Vd. último poste da série de 29 de Outubro de 2010 > Guiné 63/74 - P7189: Blogoterapia (164): O Blogue está a sofrer uma mutação evolutiva de qualidade / Sinal de maturidade é virmos aqui contar o que nos vai na alma (Carlos Filipe / Luís Graça)

10 comentários:

Manuel Reis disse...

Grande Camarigo:

De acordo com o teu texto.

Fez-me recordar a carta que recebi este semana do Exército Português para ir prestar declarações sobre um camarada, que viveu comigo o tempo de guerra em Guileje e Gadamael, e sofre de STRESS PÓS TRAUMÁTICO DE GUERRA.

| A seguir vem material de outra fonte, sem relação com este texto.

PR #2314, opened 2017-04-18
Install VUT headers, plus cleanups

Dridi:
I just realized that the headers were deemed private, despite the fact that they were added in version 1.5 of libvarnishapi. While at it I had a quick look and polished things here and there in the VUT area.


fgsch:
> Use argv[0] as the VUT.progname

Can you name some tools that will output the full path in the usage?

Dridi:
`httpd`

fgsch:
Any others? I don't really like this change tbh.

Dridi:
I figured you didn't like it, and I hadn't thought of other tools doing that prior to doing this change. `httpd` was my top-of-mind try, here are more:

```
$ /usr/bin/cat --help | grep -i usage
Usage: /usr/bin/cat [OPTION]... [FILE]...
$ /usr/bin/head --help | grep -i usage
Usage: /usr/bin/head [OPTION]... [FILE]...
$ /usr/bin/cut --help | grep -i usage
Usage: /usr/bin/cut OPTION... [FILE]...
$ /usr/bin/dash --help | grep -i usage
/usr/bin/dash: 0: Illegal option --
$ /usr/bin/zsh --help | grep -i usage
Usage: /usr/bin/zsh [<options>] [<argument> ...]
$ /usr/bin/emacs --help | grep -i usage
Usage: /usr/bin/emacs [OPTION-OR-FILENAME]...
```

fgsch:
Hmm, might be a linux-only.  I cannot see this in any of the BSDs I have access to.

fgsch:
FWIW, my preference is to not use argv[0] but keep the existing behaviour, if anything because I don't see the benefit.

Dridi:
Bugwash summary:

- @mbgrydeland agrees in general with exposing VUT symbols
- regarding argv[0] nobody objected among attendees (it seemed to be more about using a pristine argv[0] or its basename).
- @bsdphk wants to hold the merge back for at least a couple weeks

At this point we want to make sure it's safe to expose this API, look at all the bells and whistles (coverage, coverity, flexelint...) and avoid shipping an inappropriate interface to `libvarnishapi`consumers. It also means that if we break the VUT ABI before exposing it we will need a 2.0 bump of the soname.

bsdphk:
This is the kind of stuff I was thinking of, when I talked about making sure VUT was properly polished before we expose it:

```
During Specific Walk:
  File varnishhist.c line 590: VUT_Arg(?, 0) #2
../../lib/libvarnishapi/vut.c  160  Warning 418: Passing null pointer to
    function 'strtol(const char *, char **, int)', arg. no. 1 [Reference: file
    varnishhist.c: line 590]
varnishhist.c  590  Info 831: Reference cited in prior message
```

bsdphk:
Another observation:

Functions like VUT_Error() which sometimes return (status == 0) and sometimes don't (status != 0) are generally a bad idea.

Split it into VUT_Warning() which always return and VUT_Error() or VUT_Fatal() which never does.

Dridi:
Well flexelint was mistaken so I helped it in 978e82a. And because in another scenario it could be right I pushed 63fcdd6 too.

I had a quick look and I think `getopt` handling for `-V` is not OK yet because it prints Varnish's version. This is easy to circumvent.

Dridi:
FYI this evening I started a tutorial in the form of a repository similar to libvmod-example:

https://github.com/dridi/varnish-template

It's making use of the current VUT headers from Varnish 5.1.2 (for now).

bsdphk:
There were only one VUT_Error() use outside vut.c with status zero (varnishstat), so I have made VUT_Error() always fatal.

I'm a bit torn on the fprintf's about acquiring SHM, maybe they should only happen under some kind of verbose flag ?

Dridi:
How about a `FILE *log` member in `struct VUT`? Those messages are fprintf'd only if it's non NULL and as far as in-tree VUTs are concerned we set it to stderr.

Dridi:
And we could wrap the NULL check+fprintf in a `VUT_Printf` function.

Dridi:
Updated to current master (started 328 commits ago!) and ready to resume the discussion any time.

gquintard:
+1 for getting this in the september release

Dridi:
New elements from IRC discussions and changes since the 328 commits ago:

- libvarnishapi already breaks, so we can safely break the VUT API
- it is currently a global API not fit for concurrent VSM accesses

It wouldn't be hard to make it usable on multiple `varnishd` instances, or even multiple times on a single `varnishd` instance. This is a trivial change, we may want to make the `struct` opaque, and interactions with the API could look (error handling omitted) like this:

```
struct VUT *vut = VUT_Init(argc, argv, &vopt_spec);

while ((opt = getopt(argc, argv, vopt_spec.vopt_optstring)) != -1) {
        switch (opt) {
        [...]
        default:
                VUT_Arg(vut, opt, optarg);
        }
}

VUT_Setup(vut, dispatch_f, dispatch_priv);
VUT_Main(vut);
VUT_Fini(vut);
```

The main problem is that `getopt` is MT-Unsafe, so we need to document that clearly since the VUT heavily relies on it. Or we could wrap the `getopt` handling in the VUT API and pass a callback+priv pair to VUT_Init do enforce the locking/reset of the getopt state if that's possible (and still document it to prevent users from running `getopt` concurrently).

Dridi:
I'd like to take a step back after further IRC discussions.

First, I'm no longer in favor of making this API concurrent-able, because `getopt` gets in the way and we have no control over it. Also because this is clearly a convenience for single-purpose VSL consumers like `varnishlog` and `varnishncsa`.

Not only is the API single-process oriented as shown by the use of `getopt`, it is also meant to generate RST bits of the manual via the `-x` option: the synopsis and the list of options.

On the other hand if someone needs to build something more involved than a single-purpose VSL consumer, they have access to the rest of `libvarnishapi` and full control over all things VUT can't do by design.

This would make it a realistic target for the September release again.

carlosabalde:
We've recently developed a VUT that processes VSL transactions in order to generate (1) real-time stats similar to the ones generated by varnishstat but fully customizable and friendly with monitoring tools like Zabbix, Nagios, OpenMS, etc.; and (2) ad-hoc JSON logs friendly with log analysis tools like ELK, Splunk, etc.

I don't think I can provide any useful feedback about the internals being discussed here, but I want to share my two cents and vote for exposing the  VUT functionality in the next release. It would help a lot to simplify VUT development focusing on what really matters (and not on parsing arguments, daemonizing processes, etc.).

bsdphk:
Dridi:  I simply don't understand what you are saying about getopt ?

As far as I can tell, getopt() is not called anywhere from VUT ?

How a multi-varnishd-util goes about initializing it's multiple VUT instances is entirely up to the person who writes it, and I don't see anything preventing that from being::

    vab -n /tmp/vi1 -n /tmp/vi2 -n /tmp/vi3

or similar ?

Dridi:
> Dridi: I simply don't understand what you are saying about getopt ?
>
> As far as I can tell, getopt() is not called anywhere from VUT ?

The VUT setup relies on `getopt` options, including the RST generation for the manual. So either you use `getopt` to manage your options and fall back to `VUT_Arg` for the common options or you roll your own `getopt`-like parsing of the arguments. But at some point you need to deal with the `vopt_optstring` one way or another.

It also encourages using the same options as `varnishlog` and others to keep a consistent/familiar experience with foreign tools.

> How a multi-varnishd-util goes about initializing it's multiple VUT instances[...]

I get the point, and I was in favor of it until I tried to bend the API to try such a case. That is when I changed my mind to keeping VUT for single-purposed single-varnish VSL consumers: a convenience that does a great job for this case while more involved tools can rely on the underlying libvarnishapi directly.

The VUT API would be a great gateway to out-of-tree VUT development like in @carlosabalde's case, and all the VSL consumers (not including ours) I have seen, worked on, or heard of are single-purposed. Adding the VUT headers doesn't remove functionality, it removes a lot of boilerplate for the most common case I encountered.

Also, if you need to graduate from a simple tool to something more advanced, looking at the VUT code shows what's needed to set up a VSL consumer and makes the transition easy.

bsdphk:
I still don't buy it.

He'res how I would probably do it::

     while (getopt())
         collect -n options, create a VUT for each
     optreset=1
     while (getopt())
        ignore '-n'
        all other options, apply to all VUTs

either way, using the VUT API for single varnishd apps do not suffer because we get rid of the global VUT variable, so my decision stands.

Dridi:
It doesn't work if your program may spawn VUTs concurrently, unless you fork them. `getopt` is not MT-safe.

bsdphk:
then you will have to pthread_mutex_lock your usage of getopt(3)

But that still doesn't matter...

Dridi:
Updated, rebased against current master that was conflicting since the last update.

The API no longer relies on a global VUT symbol, but command-line options with a global impact are kept in the API to still benefit from reuse. The fact that those options are global is made explicit.

Signal handling adds an indirection, so programs need to forward signals to the VUTs they maintain.

Error handling is done via a new callback signature, by default it uses a callback that prints to `stderr` and exits.

I don't consider this to be done, because `struct VUT` is not opaque, but I'd like some feedback before working on that.

fgsch:
Does not build in OSX. 
From https://travis-ci.org/varnishcache/varnish-cache/jobs/274525706:

```
In file included from vut.c:55:
../../include/vut.h:80:17: error: a parameter list without types is only allowed in a function definition
void VUT_Signal(sighandler_t);
                ^
vut.c:224:12: error: unknown type name 'sighandler_t'
VUT_Signal(sighandler_t sig_cb)
```

Dridi:
That's on me, I didn't notice in the manual that `sighandler_t` is a GNU extension, thanks! I updated the patch and I will press the merge button unless the next Travis build fails.

Dridi:
Hopefully for the last time I updated this pull request (rebased against latest master).

The new commits are: 7dcb762 (autoconf macro) and 704e186 (release notes)

I ported my template project to 5.1.2 [1] and by adding the macro to `configure.ac` [2] all I need to generate the synopsis and list of options for the manual is a one-liner [3] for building and another one [4] for cleaning.

[1] https://github.com/Dridi/varnish-template/commit/267f0e5
[2] https://github.com/Dridi/varnish-template/blob/41df3e8/configure.ac#L45
[3] https://github.com/Dridi/varnish-template/blob/41df3e8/src/Makefile.am#L63
[4] https://github.com/Dridi/varnish-template/blob/41df3e8/src/Makefile.am#L76

PR #2326, opened 2017-05-08
Updated instructions for building on SmartOS

RantyDave:
Varnish needs a couple of configure flags to make everything go well on SmartOS.

I also have an SMF (a manifest for SmartOS's boot system) at https://gist.github.com/RantyDave/1d67e4fa571e675c3eced6896c6872ee but considered it impolite to reference off-repo in the patch itself. Feel free to do whatever, but it would certainly help new installs if they could get it from somewhere...

Cheers,
Dave

### DIFF
--- a/doc/sphinx/installation/install.rst
+++ b/doc/sphinx/installation/install.rst
@@ -119,12 +119,16 @@ Optionally, to rebuild the svg files:
 Build dependencies on a SmartOS Zone
 ------------------------------------
 
-As of SmartOS pkgsrc 2015Q4, install the following packages::
+As of SmartOS pkgsrc 2017Q1, install the following packages::
 
 	pkgin in autoconf automake libedit libtool ncurses \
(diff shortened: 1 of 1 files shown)


doc/sphinx/installation/install.rst
```diff
@@ -119,12 +119,16 @@ Optionally, to rebuild the svg files:
 Build dependencies on a SmartOS Zone
 ------------------------------------
 
-As of SmartOS pkgsrc 2015Q4, install the following packages::
+As of SmartOS pkgsrc 2017Q1, install the following packages::
 
 	pkgin in autoconf automake libedit libtool ncurses \
 		 pcre py27-sphinx python27 gmake gcc49 pkg-config
+		 
+For the `configure` step (below) use::
```
Dridi: The \`configure\` bit looks like a markdownism

Dridi:
The SMF file could be featured in the pkg-varnish-cache repo, although we don't support this platform packaging-wise.

PR #2331, opened 2017-05-22
support ncurses with a split tinfo library

stefantalpalaru:
Some Linux distributions like Gentoo can install ncurses with a separate libtinfo. This pull request adds support for that scenario by simply updating m4/ax_with_curses.m4 to the latest version from https://www.gnu.org/software/autoconf-archive/ax_with_curses.html and replacing the deprecated variable CURSES_LIB with CURSES_LIBS in the affected Makefile.am files.

In order to delete the related Makefile.in files, you might have to do a "git clean -x".

later edit: Travis fails with "error: possibly undefined macro: PKG_CHECK_EXISTS". Is pkg-config installed in the test environment?

### DIFF
--- a/bin/varnishhist/Makefile.am
+++ b/bin/varnishhist/Makefile.am
@@ -18,4 +18,4 @@ varnishhist_LDADD = \
 	$(top_builddir)/lib/libvarnishapi/libvarnishapi.la \
 	-lm \
 	@SAN_LDFLAGS@ \
-	@CURSES_LIB@ ${RT_LIBS} ${PTHREAD_LIBS}
+	@CURSES_LIBS@ ${RT_LIBS} ${PTHREAD_LIBS}
--- a/bin/varnishstat/Makefile.am
+++ b/bin/varnishstat/Makefile.am
@@ -19,4 +19,4 @@ varnishstat_CFLAGS = \
 varnishstat_LDADD = \
 	$(top_builddir)/lib/libvarnishapi/libvarnishapi.la \
 	@SAN_LDFLAGS@ \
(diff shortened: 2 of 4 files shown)


Dridi:
> In order to delete the related Makefile.in files, you might have to do a "git clean -x".

Technically we need to regenerate the whole thing once we touch m4 code so running `autogen.des` should be enough.

> Is pkg-config installed in the test environment?

That reminds me of problems with old versions of `pkg-config` that we often had in VMOD projects. I can have a look next week.

Dridi:
So rather than the next week I had a look at this the next month, sorry for taking this long.

While I was trying to fix this by bundling `pkg.m4` in our build tree I eventually realized that we are already using `PKG_*` macros in our build system so this is already something we can take for granted today (unlike before [1]). So yes, either pkg-config or pkgconf is installed in our test environments (Travis isn't our only CI facility).

For some reason curses detection fails, and on closer inspection it is using an internal macro `_PKG_CONFIG` not part of the public API. So I'm not keen on merging this and working around whatever is failing.

Could you maybe get in touch with upstream autoconf-archive and ask them not to rely on private macros? Once they release a new serial I will consider upgrading to that.

[1] https://github.com/varnish/libvmod-example/pull/18

stefantalpalaru:
> Could you maybe get in touch with upstream autoconf-archive and ask them not to rely on private macros?

No, there's a limit to the amount of time I'm throwing down the drain on unwanted contributions.

Dridi:
I understand, and I didn't have time myself to look at this sooner. I also don't want to spend too much time on this, especially since phk's been talking about getting rid of autotools when we were working on the 5.1 release. And I often see problems with macros from the autoconf-archive, things that assume gmake for example.

PR #2339, opened 2017-06-05
Universal failure for VRT_purge

Dridi:
This logs an error and fails the transaction when an illegal purge is performed (that is, outside `vcl_{hit,miss}`). Currently such cases are silently ignored, potentially leaving an end-user thinking that the plan is going according to plan.

How `VRT_purge` should actually behave (eg. ignore or fail) has yet to be discussed. I also need to understand the side effects of calling it with a non-zero TTL, this is why coverage is only for the `return (purge)` equivalent so far. Knowledgeable people in this area are welcome to enlighten me and save me some research/testing :)

This function is for VMODs, and what I'd like to do instead of simply changing `VRT_purge` is to write a very simple VMOD with three functions:

```
$Module purge 3 Varnish Purge Module

$Function INT hard()
Equivalent to return(purge) but called from vcl_{hit,miss}

$Function INT soft(DURATION grace = -1, DURATION keep = -1)
Set the TTL to 0 and preserve grace and keep by default.

$Function INT rearm(DURATION ttl, DURATION grace, DURATION keep)
Reset all three properties, I haven't pondered default values yet.
```

This would mean a purge batteries included in 6.0, negative values would fall back to the current object's values. You may also notice that they'd return an INT instead of nothing, that would be the number of affected objects implying an ABI change. Fortunately for 6.0 we are already likely to break VRT. I'm adding the _breaking_ label to this issue for this hypothetical VMOD. Such a VMOD would mostly be documentation with a bit of actual code.

### DIFF
--- a/bin/varnishd/cache/cache_vrt.c
+++ b/bin/varnishd/cache/cache_vrt.c
@@ -539,11 +539,17 @@ VRT_purge(VRT_CTX, double ttl, double grace, double keep)
 {
 
 	CHECK_OBJ_NOTNULL(ctx, VRT_CTX_MAGIC);
+
+	if (ctx->method != VCL_MET_HIT && ctx->method != VCL_MET_MISS) {
+		VSLb(ctx->vsl, SLT_VCL_Error,
+		    "purge can only happen in vcl_hit{} or vcl_miss{}");
+		VRT_handling(ctx, VCL_RET_FAIL);
+		return;
+	}
+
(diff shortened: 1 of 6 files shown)


Dridi:
Discussed during last week's bugwash:

- we want to fail illegal purges
- changing the VRT_purge to know the number of "purged" objects is OK
- a vmod-purge would be OK in-tree if it passes the review

In the mean time I will add a changelog entry and merge this PR, dealing with the other points in a future PR.

PR #2346, opened 2017-06-14
fix small bug (http wasn't checked)

jambon69:
fix a little bug. only the fm[0] was checked for http


bsdphk:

Há feridas que nunca se curam, se arrastam pelo tempo, sem que para tal as entidades responsáveis façam algo para melhorar a situação; olham para o lado e assobiam.

Este amigo desloca-se ao serviço de Psiquiatria no Centro de Saúde anexo ao Hospital Militar, desde 1986, e os serviços continuam a complicar-lhe a vida no que respeita à ajuda que precisa e merece.

Confessou-me que só a compreensão da mulher e da família mais próxima tem impedido um desenlace mais trágico. Há momentos em que a vida, para ele, deixa de fazer sentido.

Já devo ter sido solicitado para este tipo de declarações mais de 30 vezes, mas agora foi grande a surpresa. Desde 1986 não tiveram tempo nem disponibilidade para resolver um problema,de fácil visibilidade, que se apresenta com contornos de um certo dramatismo.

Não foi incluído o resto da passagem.